Fay's solo live work is usually a collaboration with if.comeddies award-winning director Matt Holt (who directed Brendan Burns' if.comeddies award-winning show 2007) and Perrier award-winning producer Tom Hopgood (who produced Laura Solon's Perrier award winning show in 2005).

Fay has written and performed three solo comedy shows at the Edinburgh Festival Fringe, first appearing with her "Magic Steve's Disappearing Act" (featuring her magician's assistant character, Annette Cadabra) in 2006. She appeared in her second solo show, "Isabel Fay: Altar Ego", in 2007; and her third, "Don't Let A Gift Horse in the House", at The Pleasance Courtyard in 2008.

===Internet comedy===

Along with Tom Hopgood, Fay co-owns production company Clever Pie, which makes online comedy sketches and films. On 8 June 2012 Clever Pie released a musical sketch entitled "Thank You Hater!", which immediately went viral. Stephen Fry described the sketch as "a masterpiece".
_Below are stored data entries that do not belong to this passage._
PR #1235, opened 2026-08-24
feat: hold the write checkpoint in the server that performs the write

wlsdks:
> Stacked on #1234. Review that first; base retargets to `main` when it merges.

## Summary

Decision **(113)** in `docs/DECISIONS.md` records the measurement and the reasoning; this is the implementation.

### Why the previous gate could not have worked

The gate an agent shows is the *agent's* gate, and it does not necessarily cover this server. Codex's approval policy says so itself — it decides when approval is required *"before executing a **command**"*, and MCP tool calls were never in that scope. Reading `codex-acp` confirms the shape: the adapter builds permission requests from `item/commandExecution/requestApproval` and `item/fileChange/requestApproval`, with no MCP-tool equivalent.

That is why decision (111) measured a `read-only` Codex session changing a vault with no card, and why no third-party configuration could have fixed it.

### The lever we already own

The same adapter forwards `mcpServer/elicitation/request` into ACP `session/request_permission`, and this server's SDK (`@modelcontextprotocol/server` 2.0.0, latest published) implements `elicitation/create`. So the checkpoint goes **where the write happens** — it reaches every client that ever connects, not just the one that was measured.

### One session, one checkpoint

Held by whoever can actually hold it. A runtime with app-owned config isolation (Claude) keeps its own gate and the server gate stays **off**, so nobody is asked twice. Everything else — including a runtime nobody has measured — gets the server gate.

**Fail closed:** if the gate is on and the client never declared the `elicitation` capability, the write is *refused*, not performed.

> Isolation is not gate ownership. Rust's `ISOLATION` says the app can control a runtime's config directory; owning the gate is the stronger claim that the configuration actually asks *for MCP writes*. Conflating the two is how (111) happened. `runtime-gate.test.ts` holds the one-directional invariant.

## Test plan

Wire evidence on disposable vaults:

| gate | client | asked | vault |
|---|---|---|---|
| off | no elicitation | no | **wrote** (7 → 8) |
| on | no elicitation | no | refused (7 → 7) |
| on | accepts | yes | wrote (7 → 8) |
| on | declines | yes | refused (7 → 7) |
| on | **real Codex** | yes | **refused** (7 → 7) |

The Codex row ran `codex exec` against an isolated `CODEX_HOME`. The same `add_concept` call that (111) measured writing unasked returned *"The change was not approved (decline). No change was made."* and left the vault untouched.

- `mcp/src/write-consent.test.mjs` — 10 passing
- `src/features/acp-session/model/runtime-gate.test.ts` — 8 passing, includes the Rust↔TS drift invariant
- `pnpm test:contracts` 2047 · `integration:mcp:write` 45 · `dogfood:verify` · `docs:surface:check` · `tsc` · `knip` · `source:language`
- **No new dependencies.** Repo and SDK are both MIT.

## Not in this change

**Codex in-app chat is not restored.** Decision (111) stays active. Half of its condition is now measured; the direct-write half has not been re-measured with both gates live, and (111) says explicitly not to restore from a direct-file sandbox result. That needs the Rust isolation entry, a rebuilt app, and installed-app acceptance — a separate round.

https://claude.ai/code/session_01W194qVZSimwSpLaeQs9xNs


wlsdks:
Superseded by #1240. These commits are carried there, rebased onto current `main` — which had moved past this branch's base by four merges.

PR #1276, opened 2026-08-26
chore: point /download at v1.0.0-rc.14

wlsdks:
Regenerated by `pnpm desktop:release-run` after v1.0.0-rc.14 published. Byte sizes and SHA-256 values are read from the published release, not typed.

Without this the download page keeps advertising the previous build.


wlsdks:
Superseded by #1300, which points the download surface at v1.0.0-rc.17.

PR #1335, opened 2026-08-31
docs: read the 24 saved answers and record what a grader can see

wlsdks:
> Stacked on #1334. GitHub will retarget this to `main` when that merges.

## Why

#1334 showed the machine score could not compare the two sides, and that only a person reading the answers could. This takes the first step down that route and builds the tool the real grading will use.

## What it is — and is not

**A model-graded screening pass, not a verdict.** It was produced by the same assistant that built the scoring split, which is weaker than the human grading `rubric.md` asks for and does not replace it. Two limits are stated in the document rather than hidden:

- the grader is not a person;
- an answer written with a vault names its concepts and one written without does not, so the sides stay recognisable from wording. Shuffling prevents grading in a convenient order; it does not blind anyone.

**None of these numbers goes in the README.** The public claim stays where #1334 left it.

## New tool

```bash
pnpm benchmark:blind-set --run-id=2026-08-31-gb-r3
```

Writes a packet where each answer carries an opaque id in a shuffled order, plus a key mapping them back. The shuffle is seeded from the run id, so two graders get the same packet in the same order and their grades line up cell by cell. Regenerating the committed packet is byte-identical.

## What the reading found

Averages are close and are the least interesting part (correctness 0–3, 12 answers per side): 2.50 without Atlas, 2.83 with. The four questions do not behave alike:

| Question | What it asked | Without Atlas | With Atlas |
|---|---|---:|---:|
| G1 | who owns a new discount rule, what to read first | **3.00** | 2.67 |
| G2 | should reconciliation move into checkout, what is the recorded relation | 2.00 | **3.00** |
| B1 | what an acknowledgement change touches, what is only declared | 2.33 | **2.67** |
| B2 | where permission evaluation belongs, what to verify next | 2.67 | **3.00** |

- **Atlas won where the question was about something recorded.** On G2 both sides correctly said *no* — but only the Atlas side could quote `checkout depends_on inventory-sync` and its stored reason. The control reconstructed the same idea from product prose, which is not a recorded relation. On B2 the Atlas answers stated the boundary in **both** directions; no control answer did.
- **Atlas lost the orientation question, and the reason is actionable.** Both sides correctly said Purchase/Checkout owns a discount rule. They differed on the second file: the control went to the cart summary (where a discount actually shows up), the Atlas side followed the `depends_on` edge to inventory-sync. **A declared dependency became a reading order and pointed away from the change.** One Atlas answer avoided it by labelling cart-summary "source-discovered, not an Atlas-declared anchor" — the right instinct, in 1 of 3.
- **The only unsupported claim in all 24 answers came from the side without a vault** — it borrowed Access Control's permission verbs ("read", "coordinate") and reused them as Coordination capability names.

## Caveat that limits all of it

The fixture's source is four one-line files; the meaning lives in the subject's README and product doc, which **both** sides read. So this compares a vault against good product prose, not against code — the same condition `FINDINGS-2026-08-25.md` named on this repository, still unresolved.

## Test plan

- `pnpm checks:changed -- --run` — 10 checks passed
- `pnpm test:benchmark` — 19/19 (4 new)
- `pnpm exec eslint scripts/benchmark-blind-set*.mjs` — clean
- Packet regeneration is byte-identical (md5 verified)

## Next

A person grades the same packet; where the two gradings disagree is where the criteria are unclear. Separately, the G1 reading-order finding is worth treating as a product question: should a handoff present a declared dependency and a likely-touched file in one list, in one voice?

https://claude.ai/code/session_01NGDyqY1Hi1mA9QsouY7kv4


wlsdks:
Superseded by the PR above — this one was closed automatically when its base branch was deleted on the merge of #1334. Same commits, rebased onto `main`.

PR #1488, opened 2026-09-06
fix: read a Korean check report's counts, and say the wiki log line in the screen's language

wlsdks:
## Summary

Post-merge inspection of the installed build (main 7ac676131) on a Korean screen found one defect in #1486's wiki log: the localized Check-the-wiki brief asks for a Korean count line, `describeLintTurn` knew only the English labels, so `wiki/_log.md` recorded `ran; counts not stated` and the Library header showed that English sentence.

- The parser reads the counts under their English or Korean labels; the log keeps its machine form (`disagreement 0 · superseded 2 · …`) so `grep` reads the same words in every vault.
- The Library header translates that form back (`localizeWikiLogSummary`), including a compile's `(new)` / `(revised)`.
- The empty-wiki copy named `wiki/_template.md` in a folder that has none (the dogfood vault); it now says the template comes from Settings › Workspace › Start a wiki.

## Test plan

- `pnpm checks:changed -- --run` — 11 checks pass (lint, unit, contracts, source language, i18n messages, docs-vault).
- Installed app on the wiki-only and map-plus-wiki fixture vaults: Check the wiki ran end to end on both; candidates, Propose chip gating, session survival and the map all verified on merged main. The count line defect reproduced on both runs.


wlsdks:
Opened from a stale branch head; superseded by the PR from fix/wiki-log-ko-summary.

For BBC Comedy Online Fay wrote and performed the short film Common Film Ground and co-wrote and starred in Leader's Wives. She also produced an exclusive sketch for Funny Or Die set to Bonnie Tyler's hit "Total Eclipse of the Heart" called "Total Paperclips of the Heart".

Fay wrote and performed as a roving reporter on Monkey TV's online show Newslog, which also stars Steve Punt.